For those curious, the only original feature that remains is Chitose-mon (千歳門), the red-roofed gate on the eastern side.

(Incidentally, my favorite feature of the castle ruins is the wholly unauthentic parking structure entrance just next to Chitose-mon. When I first arrived in Toyama, I lamented that the plain cement entrance didn't match the style of the castle it sat under. Rather to my surprise, within a year or so renovations to the wall and entrance on that side finished and the parking structure found itself with an appropriately fancy entrance.)



Perhaps the most impressive hanami (花見, "flower viewing") to be had in the city of Toyama is along the Matsu River, centered on Toyama Castle Park.

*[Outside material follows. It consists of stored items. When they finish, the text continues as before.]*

PR #1993, opened 2021-11-09
fix: bump remaining enterprise endpoints to v2

mattdrayer:
There were a few remaining references to the `v1` endpoint set in the Enterprise API documentation.  I have verified with Postman that the v2 endpoints are available in the API and updated the documentation, accordingly.

### Date Needed (optional)

Today.

### Reviewers

@akummins @georgebabey


akummins (approved):
LGTM!

PR #2001, opened 2022-01-03
fix: enhanced staff grader not in Maple

sarina:
Hi @pdpinch - was writing blog posts and noticed this feature hasn't yet landed (see active work on the feature branch: https://github.com/edx/edx-ora2/tree/feature/ora_staff_grader) - so I think we should remove the reference to ESG in the docs.

Let me know if you know more than I do about this. I couldn't really find any "esg" PRs in the repo that would indicate a big feature merge.


pdpinch:
Oh, is that what "ESG" means? 😁

In any case, that's a 👍 from me.

sarina:
Took me awhile to connect the dots! thanks

PR #2015, opened 2022-01-26
docs: Remove some old draft help center docs.

feanil:
These docs look like really old versions of the following two help center docs:

* https://support.edx.org/hc/en-us/articles/360004623354-When-I-share-my-program-record-what-information-is-shared-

During the week-long window that the cherry trees are in bloom, vendors of roughly carnival quality set up shop there and peddle the festival foods: skewered meats and seafoods, sweets, and beer. Depending on the time of day, many a retiree or drunk salaryman can be seen sitting underneath the billowing trees, celebrating the changing of the season and the new fiscal year.

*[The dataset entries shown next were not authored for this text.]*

PR #2025, opened 2022-02-25
docs: update bulk email documentation

justinhynes:
[MICROBA-1666]

Updates the bulk course email documentation to inform course teams of specific HTML content that is barred from use in messages authored from the Bulk Course Email tool. Previously, the message content authored by this tool was not being sanitized and thus we were allowing the storage of potentially dangerous HTML code in our systems. We will sanitize input from this tool before storing in the database and thus some HTML content may be "stripped" (converted to plaintext) when sent to users.

### DIFF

If strolling or sitting just won't satisfy your cherry blossom viewing needs, also available are extremely shallow-bottomed boat rides up and down the river. The redundantly named Matsukawa River Cruises will take you on a 20-30 minute ride under the oft-replaced but nonetheless historic bridges and through the tunnel of blossoms that engulf the sky during peak season. Cruises run March through November, weekends and holidays 10AM-5PM with expanded days and hours during cherry blossom season. 1500 yen for adults, 750 yen for children.



Boats depart from the northeast corner of the castle. While you're there, why not enjoy some green tea and Japanese sweets at the conveniently located tea house?

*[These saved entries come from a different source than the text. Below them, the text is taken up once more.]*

PR #2041, opened 2022-03-16
feat: Script to create .po files for Transifex Translations

### LINKED ISSUE #2040: feat: a script for creating translatable strings for Transifex

Carlos-Muniz:
The Documentation repo needed a consistent way of creating the .po files for a Transifex Project to add i18n to the Documentation. The `i18n.sh` script, written by @ghassanmas in https://github.com/openedx/edx-documentation/pull/1991, accomplishes the majority of the work needed to do this. 

Unfortunately, Transifex only allows uniquely named files and will overwrite non-unique names, so a second script `tx_config_fix.py` is used.  It renames the file names of the .po files that will be created in Transifex from the .pot files into unique names using the config section titles.

In addition, the requirements have been updated to reflect the new package requirements of `sphinx-intl` and `transifex-client`. And the Makefile has also been updated to include running of the `i18n.sh` script. 

Closes #2040


Carlos-Muniz:
@ghassanmas Do you mind reviewing this PR?

i18n.sh
```diff
@@ -0,0 +1,85 @@
...
+# already exists it will be overwritten!.
+# This script assumes sphinx-intl is already installed as well,
+# It can be installed by `pip install sphinx-intl`
+# For more information, about sphinx-intl please visit:
+# https://www.sphinx-doc.org/en/master/usage/advanced/intl.html
+
+
+# Check if this script is running by github, and if it's
+# missing the token then exit.
+if [ "$CI" = true ] && [ -z "$TX_TOKEN" ]; then
```
feanil:
```suggestion
if [ -z "$TX_TOKEN" ]; then
```
CI test seems not necessary and the message doesn't tell you anything about it.

i18n.sh
```diff
@@ -0,0 +1,85 @@
...
+# Root directory
+BASE_DIR=$( cd "$( dirname "${BASH_SOURCE[0]}" )" && pwd )
+# Config file
+TX_CONFIG_FILE=$BASE_DIR/.tx/config
+
+# Success  exit message, wrapped in green color.
+EXIT_MESSAGE="\033[0;32mYou should now be able to push the files using tx client \n
+Typically this done by 'tx push -s', please note: you should have \n
+already installed tx client and configured it such that there is \n
+a project called 'open-edx-documentation-project' in the organization \n
```
feanil: You mention a specific project name here but then ask the user to provide their own project name. Maybe set this as the default name and allow the user the ability to override it?

i18n.sh
```diff
@@ -0,0 +1,85 @@
...
+    sphinx-intl update-txconfig-resources \
+    --pot-dir $BASE_DIR/$project/build/locale/ \
+    --locale-dir $BASE_DIR/$project/locales/ \
+    --transifex-project-name "$PROJECT_NAME"
+
+    python tx_config_fix.py "$project"
+
+done
+
+# Todo: Check for errors and set exit message accordingly
```
feanil: You should do this.  I often just use a `set -eoux pipefail`([Explanation](https://gist.github.com/mohanpedala/1e2ff5661761d3abd0385e8223e16425))

tx_config_fix.py
```diff
@@ -0,0 +1,27 @@
+from configparser import ConfigParser
```
feanil, line 1: Add an explanation of what this script is doing as a docstring to the top of this file. Ideally with an example of what problem it's solving with a real example.

tx_config_fix.py
```diff
@@ -0,0 +1,27 @@
...
+
+import sys
+
+project_path = sys.argv[1]
```
feanil: I would recommend using `click` or `argparse` instead of parsing the command manually.  It is a lot more robust and less error prone.

tx_config_fix.py
```diff
@@ -0,0 +1,27 @@
...
+
+config_path = "./.tx/config"
+
+config = ConfigParser()
+config.read(config_path)
+
+
+for section_title in config.sections():
+    if config.has_option(section_title, 'source_file'):
+        source_file_path = config.get(section_title, 'source_file')
```
feanil: Not a huge problem here but in general you can save yourself a retrieval and be more pythonic by setting a `fallback` on the `get` call and then just having the conditional below be something like:
```
if source_file_path and source.startswith(project_path):
```

tx_config_fix.py
```diff
@@ -0,0 +1,27 @@
...
+        if source_file_path[:len(project_path)] == project_path:
+            split_section_title = section_title.split('.')
```
feanil: If you definitely need this to be 2 parts, you should [limit the number of splits](https://docs.python.org/3/library/stdtypes.html#str.split) to just 2 so you don't get weird behavior if there are more dots in the title.

tx_config_fix.py
```diff
@@ -0,0 +1,27 @@
...
+            split_section_title[1] = project_path_friendly + split_section_title[1]
```
feanil: NIT: maybe also add a delimiter between the friendly path and the file title for clarity when reading the config.

`test.en_us--open_edx_students--OpenSFD_certificates` instead of `test.en_us--open_edx_studentsOpenSFD_certificates`

i18n.sh
Carlos-Muniz: I removed this entire section, including the comment.

i18n.sh
Carlos-Muniz: PROJECT_NAME now has a default option, and the project name in EXIT_MESSAGE now reflects whatever the PROJECT_NAME is assigned as.

i18n.sh
Carlos-Muniz: I used `set -eou pipefail` as there were too many outputs to follow otherwise.

tx_config_fix.py
Carlos-Muniz: A docstring has been added with an example.

tx_config_fix.py
Carlos-Muniz: sys has replaced with click

tx_config_fix.py
Carlos-Muniz: get now has a fallback to be more pythonic

tx_config_fix.py
Carlos-Muniz: Another delimiter between the delimited project and the file name has been added.

feanil (approved):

Historically speaking, the Matsu River itself is the result of a fairly recent human intervention. The still-mighty Jinzu River once cut its way through downtown Toyama, serving as a moat to the castle, a main economic artery, and hosting a vital funahashi (船橋, a bridge constructed of boats lashed together). Occasional catastrophic flooding prompted its redirection around the turn of the 20th century and the reclamation of most of the river's old path, leaving a symbolic trickle behind in the form of the Matsu River. A modern bridge stands where the much longer funahashi is thought to have been—you can pick it out by looking for the somewhat boat-shaped protrusions from sides of the bridge.

If the price of the river cruise is too steep for you or it's not running, the cement banks have occasional walkways that offer an equivalent (if off-center) view, but lack the fun of passing very closely under bridges and have no boat-driver Japanese narration.



Once you've finished your cruise and downed your tea, head to Toyama City Hall's Observation Tower, located in the largish building just across the river. Perhaps my favorite tour spot in the heart of the city, the observation tower is free, well-located, and it commands a great view of this urban metropolis, as well as the Tateyama Mountain Range and Toyama Bay. Don't be put off by the complete lack of English direction, getting up to the top of the tower isn't too difficult if you know what you're looking for. Enter city hall and find the main atrium, then locate the bank of elevators. Only one goes to the top. Look for the 台 character on the floor markers.

Alright, I lied, it is needlessly difficult—maybe Toyama City will improve their signage at some point. Still, it's worth the effort and you can always ask/complain to the ever-helpful staff about how you might get to the observation tower (展望塔, tenbōtō). Embrace the adventure that is Japan, folks. Open everyday except for the New Years holidays, 9AM-9PM in the summer and 9AM-6PM in the winter; opens at 10AM on the weekends and holidays.

A brief English (and Chinese and Korean and et cetera) spoken explanation is available (when not broken), just crank the dial on the telescope stand to the right until it starts playing.



With the 360° view of the bay, mountains, city, and countryside taken in, we're done with our mini-tour of Toyama's city central. To return to Toyama Station, walk back to the north for 10 minutes, or head east along the river to the Sakurabashi stop and catch a streetcar.